In Tour of Akka Cluster – Eventual consistency, persistent actors and message delivery semantics we started to look into making the reactive payment processor resilient to node crashes by exploring Akka Persistence, a mechanism that provides durability guarantees for actor state. We also briefly mentioned Akka Cluster Sharding which offers a way to automatically distribute actors of the same type over several nodes. In this article, we are going to take a closer look at cluster sharding and then make use of it for our reactive payment processor.

Quite a few of the core ideas fueling Akka’s Cluster Sharding are to be found in the Pat Halland’s must-read paper Life beyond distributed transactions. For a technology that goes further in implementing those ideas, check out the Lagom Framework. I wrote about Lagom earlier and yet have to continue writing about it (in hindsight it looks like I got distracted by the birth of my son at that time). Lagom uses Akka Cluster Sharding below the hood, so let us have a look at that one first.

The primary design goal here is scale, more so than resilience against failure (even though that is a nice side-effect). In order to work fast with a lot of data, we need to hold the data in memory, and in order to scale, we need to distribute it across nodes. Rather than trying to get distributed transactions to function correctly (which appears to be non-trivial both in theory and practice), the approach here is to employ transactions on the local scope only (where we know they work) and to combine message passing (with adequate semantics) for distributed communication. This is achieved by employing an architecture that separates scale-agnostic code (the one written by application developers) from scale-aware code (the one written by library developers):

In other words, Akka Cluster Sharding exposes an API that allows us to work – for the most part – about scaling concerns. Let’s have a look at this API.

The Akka Cluster Sharding API

The code that we are writing – that is to say, the scale-agnostic code – is residing in entities.
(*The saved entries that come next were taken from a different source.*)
PR #408, opened 2026-08-05
Make the kill switch retire live exposure, and stop it swapping books

DarriEy:
Three separately-defensible decisions in three modules, composing into the opposite of what an operator pressing the emergency stop expects.

## What used to happen when you armed the kill switch

1. **Resting live orders kept filling.** `_check_kill_switch` only set `_running = False`. `_cancel_resting_live_orders` was reachable solely from `shutdown()` — which runs after `asyncio.gather(*tasks)` returns, and tasks that loop on `while True` rather than `while self._running` never return. GTC market-maker quotes and in-flight entries stayed working on the venue.
2. **Those fills were never recorded.** `_task_order_monitor` stops on the same `_running` flag.
3. **The cockpit silently switched to the paper book.** `gather_state` selected with `0 if settings.is_live else 1`, and `is_live` folds in `kill_switch_active`. Your live positions vanished from the screen.
4. **Nothing labelled the book**, so the swap was indistinguishable from "the positions are gone."

Net: the emergency stop left real orders working, stopped recording what they did, and showed you a different book.

**No individual decision here is wrong.** Folding the kill switch into `is_live` is *correct* for trading decisions. Reusing it for a *display* choice is the category error — and it's invisible from inside either module. `web/broker.py` got it right because it passes `book=` explicitly; `cli/run.py:88,107` don't.

## Fixes

**`bot.py`** — the cancel sweep now runs when the switch fires, not only at shutdown. Latched so it executes once across the ~20 `_check_kill_switch` call sites. A venue error during the sweep no longer blocks the halt (test pins this). `_cancel_resting_live_orders` now returns its count, surfaced in the critical alert so the operator knows what was retired.

**`monitoring/cockpit.py`** — book selection uses the *configured* live intent (`auramaur_live and execution.live`) instead of `is_live`. Which book the bot trades is configuration; whether it may trade *right now* is a separate question, and only the second is the kill switch's business.

**Header** — now names the book explicitly (`book: LIVE` / `book: paper`) alongside the existing mode indicator. `mode` answers "may I trade"; `book` answers "whose numbers are these". Conflating them is what made a halted-but-exposed bot read as flat.

## Tests

`tests/test_kill_switch_semantics.py` — 6 tests: book selection is invariant under the kill switch (parametrized both ways), a paper-configured bot still shows paper, the header names the book in the halted-live state, the sweep runs exactly once across repeated calls, and a venue failure during the sweep still leaves the bot halted.

## One test fixture changed

`test_cockpit_unified._fake_settings` was a `SimpleNamespace` without `auramaur_live` or `execution.live`. Real `Settings` always carries both — the fixture was under-specifying the object it stands in for. Added, with the paper-mode values that match its existing `is_live=False`.

## Verification

- Full suite: **2112 passed, 5 skipped, 0 failed**

### DIFF
--- a/auramaur/bot.py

Entities are actors that are managed by Akka Cluster Sharding for us. There are three differences between entity actors and “standard” actors:

  1. messages should not be sent to the entity, but to the shard region actor of the sender’s node
  2. the lifecycle of those actors is handled by akka and not by us (we don’t create those actors directly)
  3. each entity needs to have an identifier that is globally unique. “Standard” actors may be given no name at all (managed by akka) or the same name in different parts of the hierarchy tree – in the case of cluster sharding entities, it is required for them to have a globally unique identifier.

The Akka Cluster Sharding machinery

On the scale-aware side of the architecture, we can find shards, shard regions, and one shard coordinator.

Shards are simply a group of entities. They are grouped together so as to be easier to move around (more on this later).

There is one shard region actor per node. These actors act as a local proxy that gives access to the realm of sharded actors.

Some decisions need to be taken globally for the entire cluster and are executed by a cluster singleton actor (more on this later) called the shard coordinator. It is the shard coordinator that decides for example which shard gets to live in which shard region (which is to say, on which node).

Implementing cluster sharding for Merchant actors

Let’s go ahead and apply cluster sharding to a type of actor that will need have many different live instances active once our payment platform gets popular: the Merchant actor that we introduced previously. This actor is already durable thanks to Akka Persistence, which is something that matters quite a bit as we will see later.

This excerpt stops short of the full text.